Task instructions: Among the entries below, one stretch runs from the line that contains "Experimental feature: now" through the line that contains "For energy driver, we're". Repeat that stretch exactly, ends included, and only that.

Stored data entries
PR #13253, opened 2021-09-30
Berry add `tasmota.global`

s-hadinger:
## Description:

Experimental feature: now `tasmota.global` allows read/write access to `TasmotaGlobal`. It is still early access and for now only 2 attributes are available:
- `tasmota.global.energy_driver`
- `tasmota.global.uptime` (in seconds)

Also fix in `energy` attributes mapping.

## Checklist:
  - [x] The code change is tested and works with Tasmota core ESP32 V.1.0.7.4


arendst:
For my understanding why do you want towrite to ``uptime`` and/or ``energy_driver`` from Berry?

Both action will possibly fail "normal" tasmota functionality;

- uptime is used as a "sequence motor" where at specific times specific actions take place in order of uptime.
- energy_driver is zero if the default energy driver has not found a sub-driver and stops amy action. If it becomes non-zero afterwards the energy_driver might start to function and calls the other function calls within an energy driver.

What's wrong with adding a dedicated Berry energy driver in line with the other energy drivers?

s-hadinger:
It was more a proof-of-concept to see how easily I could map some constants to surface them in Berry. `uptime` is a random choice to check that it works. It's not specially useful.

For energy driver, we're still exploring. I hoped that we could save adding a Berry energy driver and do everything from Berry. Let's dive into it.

==

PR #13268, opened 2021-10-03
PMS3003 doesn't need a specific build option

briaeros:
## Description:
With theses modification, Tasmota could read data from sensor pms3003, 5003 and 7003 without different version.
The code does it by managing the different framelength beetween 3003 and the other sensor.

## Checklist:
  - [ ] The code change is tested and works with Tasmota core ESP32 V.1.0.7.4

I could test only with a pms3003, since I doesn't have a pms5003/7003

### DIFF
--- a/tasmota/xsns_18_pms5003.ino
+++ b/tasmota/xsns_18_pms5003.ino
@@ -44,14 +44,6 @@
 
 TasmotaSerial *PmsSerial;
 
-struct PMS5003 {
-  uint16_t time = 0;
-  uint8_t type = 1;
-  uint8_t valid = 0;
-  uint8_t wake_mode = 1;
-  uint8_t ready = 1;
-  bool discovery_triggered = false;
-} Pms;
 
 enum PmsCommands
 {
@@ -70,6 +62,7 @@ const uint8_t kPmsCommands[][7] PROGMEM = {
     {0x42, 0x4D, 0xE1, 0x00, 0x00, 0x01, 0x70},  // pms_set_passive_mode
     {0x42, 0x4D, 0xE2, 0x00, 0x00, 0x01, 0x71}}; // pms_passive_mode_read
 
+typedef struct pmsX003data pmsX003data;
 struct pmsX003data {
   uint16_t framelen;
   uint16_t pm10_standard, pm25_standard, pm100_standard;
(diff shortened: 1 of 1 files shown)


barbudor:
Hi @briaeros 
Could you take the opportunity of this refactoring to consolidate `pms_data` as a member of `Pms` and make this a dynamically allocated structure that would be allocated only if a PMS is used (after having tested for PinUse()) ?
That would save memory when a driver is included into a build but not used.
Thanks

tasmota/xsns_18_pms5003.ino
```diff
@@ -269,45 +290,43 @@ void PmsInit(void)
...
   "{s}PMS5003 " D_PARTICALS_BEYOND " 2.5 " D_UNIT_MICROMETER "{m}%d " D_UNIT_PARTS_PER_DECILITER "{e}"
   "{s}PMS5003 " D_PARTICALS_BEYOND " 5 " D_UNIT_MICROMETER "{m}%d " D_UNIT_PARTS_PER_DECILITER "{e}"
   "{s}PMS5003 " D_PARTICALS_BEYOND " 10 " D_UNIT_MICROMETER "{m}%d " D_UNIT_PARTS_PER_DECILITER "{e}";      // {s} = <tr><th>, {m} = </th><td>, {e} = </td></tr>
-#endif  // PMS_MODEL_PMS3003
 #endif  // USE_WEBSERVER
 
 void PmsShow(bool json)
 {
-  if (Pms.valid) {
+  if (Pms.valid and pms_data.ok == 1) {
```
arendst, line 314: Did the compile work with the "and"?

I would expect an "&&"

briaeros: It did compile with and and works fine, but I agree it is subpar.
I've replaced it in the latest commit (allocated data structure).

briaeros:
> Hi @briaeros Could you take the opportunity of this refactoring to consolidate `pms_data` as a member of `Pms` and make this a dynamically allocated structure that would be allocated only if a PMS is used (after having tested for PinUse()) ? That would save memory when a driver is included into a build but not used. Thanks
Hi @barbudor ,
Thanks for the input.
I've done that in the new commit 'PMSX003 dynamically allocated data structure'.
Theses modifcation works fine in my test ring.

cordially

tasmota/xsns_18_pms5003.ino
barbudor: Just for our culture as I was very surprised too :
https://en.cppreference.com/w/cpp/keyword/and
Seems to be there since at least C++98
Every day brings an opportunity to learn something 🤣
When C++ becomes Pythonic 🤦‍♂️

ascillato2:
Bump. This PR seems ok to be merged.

Your solution:
Experimental feature: now `tasmota.global` allows read/write access to `TasmotaGlobal`. It is still early access and for now only 2 attributes are available:
- `tasmota.global.energy_driver`
- `tasmota.global.uptime` (in seconds)

Also fix in `energy` attributes mapping.

## Checklist:
  - [x] The code change is tested and works with Tasmota core ESP32 V.1.0.7.4


arendst:
For my understanding why do you want towrite to ``uptime`` and/or ``energy_driver`` from Berry?

Both action will possibly fail "normal" tasmota functionality;

- uptime is used as a "sequence motor" where at specific times specific actions take place in order of uptime.
- energy_driver is zero if the default energy driver has not found a sub-driver and stops amy action. If it becomes non-zero afterwards the energy_driver might start to function and calls the other function calls within an energy driver.

What's wrong with adding a dedicated Berry energy driver in line with the other energy drivers?

s-hadinger:
It was more a proof-of-concept to see how easily I could map some constants to surface them in Berry. `uptime` is a random choice to check that it works. It's not specially useful.

For energy driver, we're still exploring. I hoped that we could save adding a Berry energy driver and do everything from Berry. Let's dive into it.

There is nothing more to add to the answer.